I screamed loud enough to resonate in my store and people in the mall hallway looked in at me like i had tourettes or somethin. It certainly unfolded in a dramatic fashion, and above all it was just an awesome intense game to watch. it got to the point in the fourth where I was like.. win or lose, yall busted your ass the entire game and seriously turned some heads. 5 wins in a row anytime in the season is no joke, but to start the season like that is pretty special.


----------



## Geaux Tigers (Apr 26, 2004)

What a game!


----------



## girllovesthegame (Nov 3, 2005)

Tooeasy said:


> *I screamed loud enough to resonate in my store and people in the mall hallway looked in at me like i had tourettes or somethin*. It certainly unfolded in a dramatic fashion, and above all it was just an awesome intense game to watch. it got to the point in the fourth where I was like.. win or lose, yall busted your ass the entire game and seriously turned some heads. 5 wins in a row anytime in the season is no joke, but to start the season like that is pretty special.


:laugh:


----------



## girllovesthegame (Nov 3, 2005)

Geaux Tigers said:


> What a game!


What a game indeed.


----------



## girllovesthegame (Nov 3, 2005)




----------



## girllovesthegame (Nov 3, 2005)




----------



## Diable (Apr 26, 2005)

The zebras really gave Miami a shot in that game. Haslem was clearly not in position when CP took off, that should have been an and 1 with all the drama ending right there. I guess that's a technical this year, but they should think about eliminating bad calls and then they wouldn't have to punish people for not liking bad calls.


----------



## Tooeasy (Nov 4, 2003)

Diable said:


> The zebras really gave Miami a shot in that game. Haslem was clearly not in position when CP took off, that should have been an and 1 with all the drama ending right there. I guess that's a technical this year, but they should think about eliminating bad calls and then they wouldn't have to punish people for not liking bad calls.

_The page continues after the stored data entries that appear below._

Issue #415, opened 2016-01-15
Issue when setting playerargs with mpv


sotlampr:
I am trying to set playerargs for mpv, let's say I want the video output to libcaca so I must set 

    --vo=caca

I see two ways of doing this:
1. With quotes:

       set playerargs "--vo=caca"

(or the equivalents "-vo=caca", -"-vo caca", "-vo caca" etc.)

What happens is that mpv thinks the arguement is a file, so I have the message "cannot open file "--vo=caca" if I omit the --really-quiet option and, of course, no libcaca output.

2. Without quotes:

        set playerargs --vo=caca

(or the equivalents -vo=caca, --vo caca, -vo caca etc.)

What is happening now is that the video plays as supposed,  i.e. with libcaca output (if i freeze at this point with pdb), BUT after opening the mpv subprocess an error is raised when sending the socket to mprisctl ([main.py, L1262](https://github.com/mps-youtube/mps-youtube/blob/develop/mps_youtube/main.py#L1261)). The error states:

*Problem playing last item: Expecting property name enclosed in double quotes: line 1 column 62 (char 61)*

Any Ideas or suggestions on how to fix this?

S.

ids1024:
I can't seem to reproduce this. Try setting a breakpoints at `mps_youtube.main.launch_player` and using `args` to see exactly what command it is trying to execute.

sotlampr:
OK, to recap: when using playerargs --vo=caca (without quotes) I get the following errror:

    Problem playing last item: Expecting property name enclosed in double quotes: line 1 column 62 (char 61)

The error comes from [mpris.py, L212](https://github.com/mps-youtube/mps-youtube/blob/develop/mps_youtube/mpris.py#L212) and is this:

    File "./mps-youtube/mps_youtube/mpris.py", line 214, in bindmpv
      resp = json.loads(line)
    File "/usr/lib/python3.5/json/__init__.py", line 319, in loads
      return _default_decoder.decode(s)
    File "/usr/lib/python3.5/json/decoder.py", line 339, in decode
      obj, end = self.raw_decode(s, idx=_w(s, 0).end())
    File "/usr/lib/python3.5/json/decoder.py", line 355, in raw_decode
      obj, end = self.scan_once(s, idx)
    json.decoder.JSONDecodeError: Expecting property name enclosed in double quotes: 
    line 1 column 62 (char 61)

the offending line is:

    {"event":"property-change","id":1,"name":"time-pos","data":0,000000}
[...]

PR #417, opened 2016-01-20
Fix for issue #415 for non-english locales

sotlampr:
As discussed in [#415](https://github.com/mps-youtube/mps-youtube/issues/415) and after [this response](https://github.com/mpv-player/mpv/issues/2740) from the mpv team, I think this fix is the sanest solution. Fixes the issue, passes the tests on linux.

### DIFF
--- a/mps_youtube/main.py
+++ b/mps_youtube/main.py
@@ -95,7 +95,7 @@ except ImportError:
 mswin = os.name == "nt"
 not_utf8_environment = mswin or "UTF-8" not in sys.stdout.encoding
 
-locale.setlocale(locale.LC_ALL, "")  # for date formatting
+locale.setlocale(locale.LC_TIME, "")  # for date formatting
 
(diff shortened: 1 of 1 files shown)


sotlampr:
Sorry, accidentally added newline

ids1024:
This should be fine, but it is a bit of a hack. If the problem is with libcaca, perhaps it would be good to report it to their bug tracker and see if the problem can be fixed there?

hrnr:
Does it even fix your problem? As I currently understand the situation, locale that we set in python have nothing to do with locale mpv uses. (We run it as a standalone process.)

As mentioned in mpv-player/mpv#2740, it seems libcaca is setting locale for mpv (unfortunately).

sotlampr:
I checked again and you are right, it doesn't fix my problem, I somehow mixed up locale configuration. I'm going to forward the issue to libcaca.
Thanks!

PR #424, opened 2016-02-01
Play an entire YouTube playlist command

danickfort:
* Allows playing an entire opened YT playlist with
    the double asterisk command "**".
    It essentially is a shortcut for the sequence:
      dump, *

### DIFF
--- a/mps_youtube/helptext.py
+++ b/mps_youtube/helptext.py
@@ -86,6 +86,7 @@ def helptext():
     {2}browserplay <number>{1} - open a specified previous search in browser.
 
     {2}all{1} or {2}*{1} - play all displayed items.
+    {2}**{1} - play all items on every page.
     {2}repeat <number(s)>{1} - play and repeat the specified items.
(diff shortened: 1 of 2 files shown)


ids1024:
I think it might be best to make this the behavior of `*`/`all`, and get rid of the `dump` command. But that requires some other changes, such as loading additional pages in the background so it doesn't take forever to start playing. It would also make sense to have numbering start from the first page instead of restarting from one on every page.

I have been intending to do this, but it would take some time to implement. It would probably make sense to do after #423 which I have recently been working on is finished, since both involve replacing `g.model` with something else.

danickfort:
Alright, sounds good. I'll close this for now then. Do you need some help on that new content API ? I'd love to help develop this project further.

ids1024:
@danickfort Sure, help would definitely be appreciated.

ids1024:
The dump command is now gone in the `content` branch, with behavior as I mentioned above. That branch is quite broken, and not really usable, but hopefully will be finished and merged before all too long (famous last words).

Issue #466, opened 2016-03-31
Select default audio format + quality in config | Feature request


nishanthkarthik:
Currently, `mpsyt` opens `webm` for some links and `m4a` for others. Can we have an option in set option to select default format and quality?

It would be wonderful when this happens :)

ids1024:
Selecting the format has been requested before: #71 
It's shouldn't be hard to implement... feel free to implement it and send a PR.

As for quality, you can set the maximum resolution for video playback with `set max_res`. For audio it just uses the highest bitrate. I suppose a `max_bitrate` setting could be added too... Though it seems much less useful that `max_res`.

nishanthkarthik:
Thanks @ids1024 
This is my first contribution to a large scale open source project :)

PR #467, opened 2016-03-31
Add settings for default audio format

nishanthkarthik:
Referencing issue  #466 

I have added `m4a` and `webm` as options for `audio_format` configuration


spvkgn:
@nishanthkarthik Can you please add the same option for video format (webm/mp4) ?

Issue #344, opened 2015-08-24
Feature request: persistent history


jrenner:
Sometimes I listen to a song and forget the name or search terms I used to find it. It would be nice if there was a persistent history that I could search through to try and find it again.

sees-no-colors:
+1

maricn:
+1 from me too

PR #472, opened 2016-04-10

one of the final plays where lebron got sent to the line I watched a few times to see if my eyes were playing tricks on me... lebron hooked his arm inside of ariza and pulled him in to draw the contact and get the foul. The comedic value was much higher for me since some heat homer on the main forum literally said about an hour before that happened that lebron and wade dont make any dirty plays :/


----------



## Tooeasy (Nov 4, 2003)

it was this one right here!! it was way better in realtime because they were running side by side and you could see everything unfold.


----------



## girllovesthegame (Nov 3, 2005)

Tooeasy said:


> it was this one right here!! it was way better in realtime because they were running side by side and you could see everything unfold.


I remember that play. And I remember thinking it was bull.


----------



## girllovesthegame (Nov 3, 2005)

Tooeasy said:


> it was this one right here!! it was way better in realtime because they were running side by side and you could see everything unfold.





Diable said:


> The zebras really gave Miami a shot in that game. Haslem was clearly not in position when CP took off, that should have been an and 1 with all the drama ending right there. I guess that's a technical this year, but they should think about eliminating bad calls and then they wouldn't have to punish people for not liking bad calls.


I wholeheartedly agree.


----------